Beyond “islands of success”: how about other poor and disadvantaged communities?
The initiative sought to address poverty in the northern part of Bangladesh. By the end of 2015, there were about 60,000 producers growing medicinal herbs on roadside and fallow land. Most of the producers were poor and disadvantaged women.
Additional private companies and small enterprises joined producing and processing medicinal herbs, expanding their geographical coverage beyond the initial northern part of Bangladesh. Better horizontal and vertical coordination of actors led to product upgrading (increasing the qualities of products and value) and process upgrading (enhanced efficiency of production either through better organisation of the production process or the use of improved technology). Poor and disadvantaged women and men diversified the species of medicinal herbs. They started growing basak (vasaka adhatoda zeylanica) and then added four species: kalomegh (andrographis paniculate), holy basil (tulsi), asparagus (shata muli) and withania somnifiera (ashwaghanda).

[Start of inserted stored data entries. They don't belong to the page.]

PR #311, opened 2020-03-12
Add parameter to allow reading from latest offsets in Kafka.

chinmaychandak:
Currently, a stream starts reading from the earliest message available in the topic. Sometimes, if a topic has a million messages, or if a stream restarts, you might not want to read from the earliest record. This would allow the stream to start reading from the 'latest' offset in each partition.

Would love to have ideas here, if there's a more efficient implementation possible for this.

### DIFF
--- a/docs/source/api.rst
+++ b/docs/source/api.rst
@@ -95,6 +95,7 @@ Definitions
 
 .. autofunction:: filenames
 .. autofunction:: from_kafka
+.. autofunction:: from_kafka_batched
 .. autofunction:: from_textfile
 
 .. currentmodule:: streamz.dask
--- a/streamz/sources.py
+++ b/streamz/sources.py
@@ -457,7 +457,7 @@ class FromKafkaBatched(Stream):
                  keys=False, **kwargs):
         self.consumer_params = consumer_params
         # Override the auto-commit config to enforce custom streamz checkpointing
-        self.consumer_params["enable.auto.commit"] = False
+        self.consumer_params['enable.auto.commit'] = False
         self.topic = topic
         self.npartitions = npartitions
         self.positions = [0] * npartitions
@@ -507,8 +507,11 @@ class FromKafkaBatched(Stream):
                             tp, timeout=0.1)
                     except (RuntimeError, ck.KafkaException):
                         continue
-                    if self.latest is True or self.consumer_params["auto.offset.reset"] == "latest":
+                    if self.latest is True:
                         self.positions[partition] = high
+                    if 'auto.offset.reset' in self.consumer_params.keys():
+                        if self.consumer_params['auto.offset.reset'] == "latest":
+                            self.positions[partition] = high
                     current_position = self.positions[partition]
                     lowest = max(current_position, low)
                     if high > lowest + self.max_batch_size:
--- a/streamz/sources.py
+++ b/streamz/sources.py
@@ -453,17 +453,15 @@ class from_kafka(Source):
 class FromKafkaBatched(Stream):
     """Base class for both local and cluster-based batched kafka processing"""
     def __init__(self, topic, consumer_params, poll_interval='1s',
-                 npartitions=1, max_batch_size=10000, latest=False,
-                 keys=False, **kwargs):
+                 npartitions=1, max_batch_size=10000, keys=False, **kwargs):
         self.consumer_params = consumer_params
         # Override the auto-commit config to enforce custom streamz checkpointing
-        self.consumer_params['enable.auto.commit'] = False
+        self.consumer_params['enable.auto.commit'] = 'false'
         self.topic = topic
         self.npartitions = npartitions
         self.positions = [0] * npartitions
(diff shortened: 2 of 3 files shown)


jsmaupin:
This parameter already exists in the Kafka config.  Would it make sense to honor that parameter in the config provided by the client?

jsmaupin:
Also, this might apply to the `enable.auto.offset.store` config as well.

chinmaychandak:
Do you think the behavior of `from_kafka_batched` forming `partition, start_offset, end_offset` tuples to be read from Kafka would change if the `auto.offset.reset: True` is set in the consumer config? It would still pull the low, high watermarks and then compare with committed offsets and form tuples.

I will test this out, though. If it works, you're right. We can just honor the config values instead of having a new parameter.

jsmaupin:
Firstly, I think it would be confusing and misleading to be able to define these parameters in two places. How does the user know which one will be used and which will be ignored? 

> Do you think the behavior of from_kafka_batched forming partition, start_offset, end_offset tuples to be read from Kafka would change if the auto.offset.reset: True is set in the consumer config? It would still pull the low, high watermarks and then compare with committed offsets and form tuples.

I think that, because the current implementation in Streamz specifically tells the Confluent lib where to read instead of allowing the Confluent lib to decide, this parameter is meaningless to the Confluent lib.  It will only have meaning Streamz implementation on top.

However, for the `enable.auto.offset.store`, the Confluent lib may try to save the offsets in addition to the Streamz implementation.  Maybe this config can be in another PR, but we may have to force it to false in the constructor in order to prevent the Confluent lib from deciding when to push our checkpoints.

chinmaychandak:
> How does the user know which one will be used and which will be ignored?

We can have an either-or check, then? Most Python developers aren't aware of specific Kafka  configs like this one, I think. So, for important configs like this, we might want to consider having an additional parameter.

> this parameter is meaningless to the Confluent lib. It will only have meaning Streamz implementation on top.

So, we need something like this?
```
if latest is True or configs['auto.offset.reset'] is True:
    self.positions[partition] = high
``` 

> Maybe this config can be in another PR, but we may have to force it to false in the constructor in order to prevent the Confluent lib from deciding when to push our checkpoints.

So, `enable.auto.offset.store` store offsets to auto-commit. I agree that we need to force `enable.auto.commit`  to false to ensure that streamz' checkpointing mechanism gets used instead.

@martindurant, @CJ-Wright Any thoughts?

martindurant:
I don't know much about the kafka config, but I agree that it can be useful to explicitly surface important ones, so long as we are explicit about how to merge them with those contained in the config dict.

chinmaychandak:
I've added code to enforce `"enable.auto.commit": False` to ensure streamz' checkpointing is followed. 

I've also added the condition that either setting `latest = True` in the `from_kafka_batched` parameters or setting `"auto.offset.reset": "latest"` in the Kafka consumer config will work if one wants to start reading from the latest offsets in the stream.

martindurant:
@jsmaupin , more thoughts on how things stand here?

jsmaupin:
Mostly, I think this is fine, but I'm not sure I see the need for another parameter in the growing list of parameters in `from_kafka_batched`. The parameter name in the Kafka consumer parameters seems less ambiguous about the underlying behavior.

martindurant:
@jsmaupin , you would prefer good doc instead?

jsmaupin:
Yes, that would be good, I think.

chinmaychandak:
Spark Streaming exposes _options_ for `maxOffsetsPerTrigger` and `startingOffsets` since these are two of the most importantly used streaming configs, that’s why I thought maybe it made sense to expose both `max_batch_size` and `latest` parameters directly in the streamz API, too.

chinmaychandak:
> Spark Streaming exposes _options_ for `maxOffsetsPerTrigger` and `startingOffsets` since these are two of the most important streaming configs, that’s why I thought maybe it made sense to expose both `max_batch_size` and `latest` parameters directly in the streamz API, too.

If you guys still feel strongly otherwise, I can just ensure that `auto.offset.reset` from the config gets used for this functionality. 

> you would prefer good doc instead?

@martindurant did you mean doc string, or something else?

martindurant:
Yes, docstrings at the minimum. Obviously, where this is described in the RTD docs, links and description to the various options would be good.

chinmaychandak:
> Yes, docstrings at the minimum. Obviously, where this is described in the RTD docs, links and description to the various options would be good.

I don't see a `sources.rst` anywhere, so I don't think one exists as of now. I already have a doc string update in this PR, although that would change a little now that we don't use a new parameter for this functionality. Would that be okay?

chinmaychandak:
@martindurant, @jsmaupin Done!

jsmaupin:
> Use only auto.offset.reset for latest functionality; add doc links

Excellent!

martindurant:
Thanks for this.

PR #312, opened 2020-03-13
Union of Kafka streams should not freeze when either of the sources freezes/fails.

### LINKED ISSUE #308: Multi-kafka for high availability
We are setting up Kafka in multiple data centers to achieve high availability. I expected that Streamz could do a union between both of these clusters.  Everything works as expected, but when I stop one of the Kafka clusters, the stream freezes. I'm thinking there is a callback somewhere that is blocking operations?

```python
import asyncio

import confluent_kafka as ck
from streamz import from_kafka_batched


async def produce(broker, cluster_id, topic):
    p = ck.Producer({'bootstrap.servers': broker})

    for i in range(100000):
        p.poll(0)
        p.produce(topic, 'cluster-{} value-{}'.format(cluster_id, i))
        p.flush(timeout=0.5)
        await asyncio.sleep(1)


async def main():
    topic = 'test-topic'
    args1 = {'bootstrap.servers': 'localhost:9092', 'group.id': 'test-group'}
    args2 = {'bootstrap.servers': 'localhost:9093', 'group.id': 'test-group'}
    a = from_kafka_batched(topic, args1, npartitions=1, start=True,
                           asynchronous=True)
    b = from_kafka_batched(topic, args2, npartitions=1, start=True,
                           asynchronous=True)

    a.union(b).sink(print)

    asyncio.create_task(produce('localhost:9092', 1, topic))
    asyncio.create_task(produce('localhost:9093', 2, topic))

    while True:
        await asyncio.sleep(1)


if __name__ == '__main__':
    asyncio.run(main())
```

chinmaychandak:
PR tries to resolve #308. 

In the event when CK encounters an exception at `get_watermark_offsets`, we typically need to recreate (resubscribe to the topic) the consumer in case we want to consume the next time around when Kafka is up again. I'm thinking there might be a cleaner way than this, though.

Below is the example notebook I ran to confirm if this works. I have also attached the output of each cell. 

```
from streamz import Stream
import random
import confluent_kafka as ck

PRODUCER_ARGS = {
    "bootstrap.servers": "localhost:9092"
}
producer = ck.Producer(PRODUCER_ARGS)
j1 = random.randint(0, 10000)
CONSUMER_ARGS1 = {
    "bootstrap.servers": "localhost:9092",
    "group.id": 'streamz-test%i' % j1,
    "enable.auto.commit": "false",
    "enable.partition.eof": "true",
    "session.timeout.ms": "60000",
    "auto.offset.reset": "earliest"
}
TOPIC1 = "prod"
TOPIC2 = "backup"

a = Stream.from_kafka_batched(TOPIC1, CONSUMER_ARGS1)
a.start()

b = Stream.from_kafka_batched(TOPIC2, CONSUMER_ARGS1)
b.start()

a.union(b).sink(print)
```
```
producer.produce(TOPIC1, '{"name":"Prod", "amount":50}', "")
producer.produce(TOPIC2, '{"name":"Backup", "amount":100}', "")
```
[b'{"name":"Backup", "amount":100}']
[b'{"name":"Prod", "amount":50}']

### After Deleting prod topic ###

```
producer.produce(TOPIC2, '{"name":"Backup", "amount":150}', "")
producer.produce(TOPIC2, '{"name":"Backup", "amount":200}', "")
```
[b'{"name":"Backup", "amount":150}', b'{"name":"Backup", "amount":200}']

### After Recreating prod topic ###

```
producer.produce(TOPIC1, '{"name":"Prod", "amount":50}', "")
producer.produce(TOPIC1, '{"name":"Prod", "amount":250}', "")
producer.produce(TOPIC1, '{"name":"Prod", "amount":300}', "")
producer.produce(TOPIC2, '{"name":"Backup", "amount":350}', "")
```

[b'{"name":"Prod", "amount":250}', b'{"name":"Prod", "amount":300}']
[b'{"name":"Backup", "amount":350}']

Should we add a test for this?

### DIFF
--- a/streamz/sources.py
+++ b/streamz/sources.py
@@ -504,6 +504,12 @@ class FromKafkaBatched(Stream):
                         low, high = self.consumer.get_watermark_offsets(
                             tp, timeout=0.1)
                     except (RuntimeError, ck.KafkaException):
+                        print("Recreating consumer")
+                        self.consumer.unsubscribe()
+                        self.consumer.close()
+                        self.consumer = ck.Consumer(self.consumer_params)
+                        self.consumer.subscribe([self.topic])
+                        time.sleep(5)
                         continue
                     if self.latest is True:
                         self.positions[partition] = high
--- a/streamz/sources.py
+++ b/streamz/sources.py
@@ -504,10 +504,6 @@ class FromKafkaBatched(Stream):
                         low, high = self.consumer.get_watermark_offsets(
                             tp, timeout=0.1)
                     except (RuntimeError, ck.KafkaException):
-                        self.consumer.unsubscribe()
-                        self.consumer.close()
-                        self.consumer = ck.Consumer(self.consumer_params)
-                        self.consumer.subscribe([self.topic])
                         continue
                     if self.latest is True:
                         self.positions[partition] = high
--- a/streamz/sources.py
+++ b/streamz/sources.py
@@ -504,6 +504,10 @@ class FromKafkaBatched(Stream):
                         low, high = self.consumer.get_watermark_offsets(
                             tp, timeout=0.1)
                     except (RuntimeError, ck.KafkaException):
+                        self.consumer.unsubscribe()
+                        self.consumer.close()
+                        self.consumer = ck.Consumer(self.consumer_params)
+                        self.consumer.subscribe([self.topic])
                         continue
                     if self.latest is True:
                         self.positions[partition] = high
--- a/streamz/sources.py
+++ b/streamz/sources.py
@@ -453,13 +453,15 @@ class from_kafka(Source):
 class FromKafkaBatched(Stream):
     """Base class for both local and cluster-based batched kafka processing"""
     def __init__(self, topic, consumer_params, poll_interval='1s',
-                 npartitions=1, max_batch_size=10000, keys=False, **kwargs):
+                 npartitions=1, max_batch_size=10000, latest=False,
+                 keys=False, **kwargs):
         self.consumer_params = consumer_params
         self.topic = topic
         self.npartitions = npartitions
         self.positions = [0] * npartitions
         self.poll_interval = convert_interval(poll_interval)
         self.max_batch_size = max_batch_size
+        self.latest = latest
         self.keys = keys
         self.stopped = True
 
@@ -503,6 +505,8 @@ class FromKafkaBatched(Stream):
                             tp, timeout=0.1)
                     except (RuntimeError, ck.KafkaException):
                         continue
+                    if self.latest is True:
+                        self.positions[partition] = high
                     current_position = self.positions[partition]
                     lowest = max(current_position, low)
                     if high > lowest + self.max_batch_size:
@@ -511,6 +515,7 @@ class FromKafkaBatched(Stream):
                         out.append((self.consumer_params, self.topic, partition,
                                     self.keys, lowest, high - 1))
                         self.positions[partition] = high
+                self.latest = False
 
                 for part in out:
                     yield self.loop.add_callback(checkpoint_emit, part)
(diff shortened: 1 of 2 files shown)


streamz/sources.py
```diff
@@ -502,6 +502,10 @@ def checkpoint_emit(_part):
                         low, high = self.consumer.get_watermark_offsets(
                             tp, timeout=0.1)
                     except (RuntimeError, ck.KafkaException):
+                        self.consumer.unsubscribe()
```
martindurant: Perhaps you'll need to patch the consumer for testing, so that it throws a RuntimeError at some point

chinmaychandak: I can't seem to think of a way to do that (mocking the consumer) which wouldn't affect the semantics of `from_kafka_batched`. Do you have any ideas?

Is there way we can actually delete (this would throw the RuntimeError like the notebook I've attached here) and recreate the docker container's Kafka topic in the test?

martindurant: Really taking down kafka would be a more realistic test, but also rather heavy. I'm thinking like
```
def make_err(*_, **_):
    raise RuntimeError

... # values get through
prev = source.consumer. get_watermark_offsets
source.consumer. get_watermark_offsets = make_err
... # no values from the one source, continues from other, no error
source.consumer. get_watermark_offsets = prev
... # values from both
```

jsmaupin:
From my test, the Confluent lib did a pretty good job of reconnecting when the cluster came back.  I wonder if everything will work if we add a `yield gen.sleep(1)` where there's a `pass` to yield control back to the event loop.

martindurant:
The `yield` sounds right, perhaps with exponential backoff

streamz/sources.py
chinmaychandak: Okay, this test's working well! :)

```
def test_multi_kafka_failover():
    CONSUMER_ARGS = {
        "bootstrap.servers": "localhost:9092",
        "group.id": 'streamz-test',
        "enable.auto.commit": "false",
        "enable.partition.eof": "true",
        "session.timeout.ms": "60000",
        "auto.offset.reset": "earliest"
    }
    TOPIC1 = "prod"
    TOPIC2 = "backup"

        kafka, TOPIC = kafka

        a = Stream.from_kafka_batched(TOPIC1, CONSUMER_ARGS)
        a.start()

        b = Stream.from_kafka_batched(TOPIC2, CONSUMER_ARGS)
        b.start()

        out = a.union(b).sink_to_list()

        kafka.produce(TOPIC1, '50')
        kafka.produce(TOPIC2, '100')

        wait_for(lambda: any(out) and len(out) == 2, 10, period=0.2)

        # Delete prod topic
        os.system("kafka-topics.sh --zookeeper 127.0.0.1:2181 --delete --topic prod")
        time.sleep(5)

        kafka.produce(TOPIC2, '150')
        kafka.produce(TOPIC2, '200')

        wait_for(lambda: any(out) and out[-1] == [b'150', b'200'], 10, period=0.2)

        # Recreate prod topic
        os.system("kafka-topics.sh --zookeeper 127.0.0.1:2181 --create" 
                  "--partitions 1 --replication-factor 2 --topic prod")
        time.sleep(5)

        kafka.produce(TOPIC1, '50')
        kafka.produce(TOPIC1, '250')
        kafka.produce(TOPIC1, '300')
        kafka.produce(TOPIC2, '350')

        wait_for(lambda: any(out) and len(out) == 5, 10, period=0.2)
        assert out[-2] == [b'50', b'250', b'300'] and out[-1] == [b'350']
```

jsmaupin:
I think I see what the issue here is.  I set up a test with two local Kafka clusters.  However, I can demonstrate this with just one.  It seems that `get_watermark_offsets` does not respect the timeout when Kafka is not available. So, the test is:

1. Start Kafka
2. Start the script below
3. Kill Kafka with `ctrl+c`
4. Notice the output

```python
from time import sleep

import confluent_kafka as ck


def main():
    params = {'bootstrap.servers': 'localhost:9092',
              'group.id': 'test-group',
              'enable.auto.offset.store': False}

    c = ck.Consumer(params)

    while True:
        tp = ck.TopicPartition('test-topic', 0)
        print(c.get_watermark_offsets(tp, timeout=1))
        print('tick')
        sleep(1)


if __name__ == '__main__':
    main()
```

jsmaupin:
I see there's an issue for this already in the confluent repo: https://github.com/confluentinc/confluent-kafka-python/issues/413

Also this: https://github.com/confluentinc/confluent-kafka-python/issues/412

International and national actors and players – from development agencies to international organisations – have started replicating the success of the initiative. Because of such broader and deeper impacts, the International Land Coalition has recognised the initiative to address the problem. The Second Herbal World Global Exhibition and Conference held in Malaysia in September 2014, which brought together 56 pharmaceutical companies, conferred Helvetas Swiss Intercooperation, the implementer of the Samriddhi project, an award for its innovative work.
It has been three years since the project ended. We believe that it is important to do a follow-up investigation to see whether the impacts have continued (sustainability) at which extent (scale). This potentially contributes to building evidence on ex-post evaluation of development projects.